[Collected data]

*** Block opens ***

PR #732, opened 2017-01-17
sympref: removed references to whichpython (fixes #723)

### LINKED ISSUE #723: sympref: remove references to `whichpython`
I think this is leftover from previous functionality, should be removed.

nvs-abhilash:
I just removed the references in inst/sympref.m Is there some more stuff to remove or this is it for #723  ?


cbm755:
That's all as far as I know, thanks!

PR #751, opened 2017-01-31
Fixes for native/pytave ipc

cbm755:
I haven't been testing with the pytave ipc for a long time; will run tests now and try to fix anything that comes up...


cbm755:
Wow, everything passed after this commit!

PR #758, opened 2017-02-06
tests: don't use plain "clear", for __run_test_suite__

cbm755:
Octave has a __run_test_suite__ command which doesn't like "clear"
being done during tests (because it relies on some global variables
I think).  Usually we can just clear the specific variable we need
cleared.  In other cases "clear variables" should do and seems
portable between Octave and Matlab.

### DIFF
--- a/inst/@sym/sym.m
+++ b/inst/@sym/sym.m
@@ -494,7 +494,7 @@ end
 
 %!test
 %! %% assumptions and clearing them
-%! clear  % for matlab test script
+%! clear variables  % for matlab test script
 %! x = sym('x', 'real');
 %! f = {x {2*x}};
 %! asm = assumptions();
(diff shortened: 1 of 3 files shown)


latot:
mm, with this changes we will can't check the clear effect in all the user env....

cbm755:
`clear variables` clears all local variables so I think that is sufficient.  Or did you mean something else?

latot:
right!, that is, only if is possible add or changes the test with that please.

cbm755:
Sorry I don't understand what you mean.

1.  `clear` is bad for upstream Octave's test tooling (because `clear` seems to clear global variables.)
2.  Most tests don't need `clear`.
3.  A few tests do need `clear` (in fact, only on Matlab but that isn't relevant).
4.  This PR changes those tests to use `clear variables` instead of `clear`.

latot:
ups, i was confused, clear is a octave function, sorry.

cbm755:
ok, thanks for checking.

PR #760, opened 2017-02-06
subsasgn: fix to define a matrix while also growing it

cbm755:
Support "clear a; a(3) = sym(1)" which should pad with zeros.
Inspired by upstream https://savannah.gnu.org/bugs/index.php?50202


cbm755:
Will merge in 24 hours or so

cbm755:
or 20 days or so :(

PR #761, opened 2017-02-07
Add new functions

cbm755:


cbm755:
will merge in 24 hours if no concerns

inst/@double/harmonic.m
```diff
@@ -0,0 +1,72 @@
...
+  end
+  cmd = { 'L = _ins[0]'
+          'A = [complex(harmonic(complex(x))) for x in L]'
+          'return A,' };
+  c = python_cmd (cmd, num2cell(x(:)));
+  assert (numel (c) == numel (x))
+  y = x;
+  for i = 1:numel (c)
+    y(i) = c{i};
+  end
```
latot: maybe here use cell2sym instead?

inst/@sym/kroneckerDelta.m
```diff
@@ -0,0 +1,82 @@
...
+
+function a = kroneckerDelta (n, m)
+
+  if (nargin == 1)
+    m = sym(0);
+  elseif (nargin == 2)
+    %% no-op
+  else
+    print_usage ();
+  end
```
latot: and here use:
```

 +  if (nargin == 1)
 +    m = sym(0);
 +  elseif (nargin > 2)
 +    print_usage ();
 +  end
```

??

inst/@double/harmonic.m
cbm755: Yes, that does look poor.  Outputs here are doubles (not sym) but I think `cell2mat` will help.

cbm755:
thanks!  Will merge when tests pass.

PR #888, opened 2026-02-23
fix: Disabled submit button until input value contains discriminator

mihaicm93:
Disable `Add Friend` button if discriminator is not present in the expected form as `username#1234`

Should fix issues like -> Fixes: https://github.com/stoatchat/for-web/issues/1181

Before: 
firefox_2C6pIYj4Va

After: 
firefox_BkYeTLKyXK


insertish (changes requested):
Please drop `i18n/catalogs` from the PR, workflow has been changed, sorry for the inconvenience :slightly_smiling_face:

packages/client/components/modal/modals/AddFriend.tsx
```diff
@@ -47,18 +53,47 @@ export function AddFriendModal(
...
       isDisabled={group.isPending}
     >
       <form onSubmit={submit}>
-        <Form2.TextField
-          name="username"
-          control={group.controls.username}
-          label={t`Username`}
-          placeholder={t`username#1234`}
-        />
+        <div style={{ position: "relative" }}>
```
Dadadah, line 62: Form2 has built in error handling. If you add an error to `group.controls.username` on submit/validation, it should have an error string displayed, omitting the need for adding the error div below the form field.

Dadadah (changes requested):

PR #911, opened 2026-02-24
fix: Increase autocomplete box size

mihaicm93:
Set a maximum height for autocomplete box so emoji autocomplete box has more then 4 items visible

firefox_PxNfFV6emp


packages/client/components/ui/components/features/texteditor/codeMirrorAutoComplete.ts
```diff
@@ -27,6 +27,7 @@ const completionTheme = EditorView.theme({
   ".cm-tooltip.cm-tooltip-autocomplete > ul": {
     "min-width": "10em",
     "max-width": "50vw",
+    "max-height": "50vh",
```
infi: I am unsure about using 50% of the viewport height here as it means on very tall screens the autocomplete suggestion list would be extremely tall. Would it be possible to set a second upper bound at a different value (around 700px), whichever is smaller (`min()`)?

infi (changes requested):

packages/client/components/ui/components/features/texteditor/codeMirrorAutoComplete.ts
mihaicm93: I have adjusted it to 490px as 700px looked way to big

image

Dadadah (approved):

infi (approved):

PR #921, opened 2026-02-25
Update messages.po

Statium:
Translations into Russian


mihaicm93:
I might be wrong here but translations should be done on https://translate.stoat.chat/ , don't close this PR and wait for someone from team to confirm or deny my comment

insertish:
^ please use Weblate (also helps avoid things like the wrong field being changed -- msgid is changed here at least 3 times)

*** Block closes ***

Work required - Copy out every line from the data above in which the word "need" occurs.

Exercise output -
I think).  Usually we can just clear the specific variable we need
2.  Most tests don't need `clear`.
3.  A few tests do need `clear` (in fact, only on Matlab but that isn't relevant).
Dadadah, line 62: Form2 has built in error handling. If you add an error to `group.controls.username` on submit/validation, it should have an error string displayed, omitting the need for adding the error div below the form field.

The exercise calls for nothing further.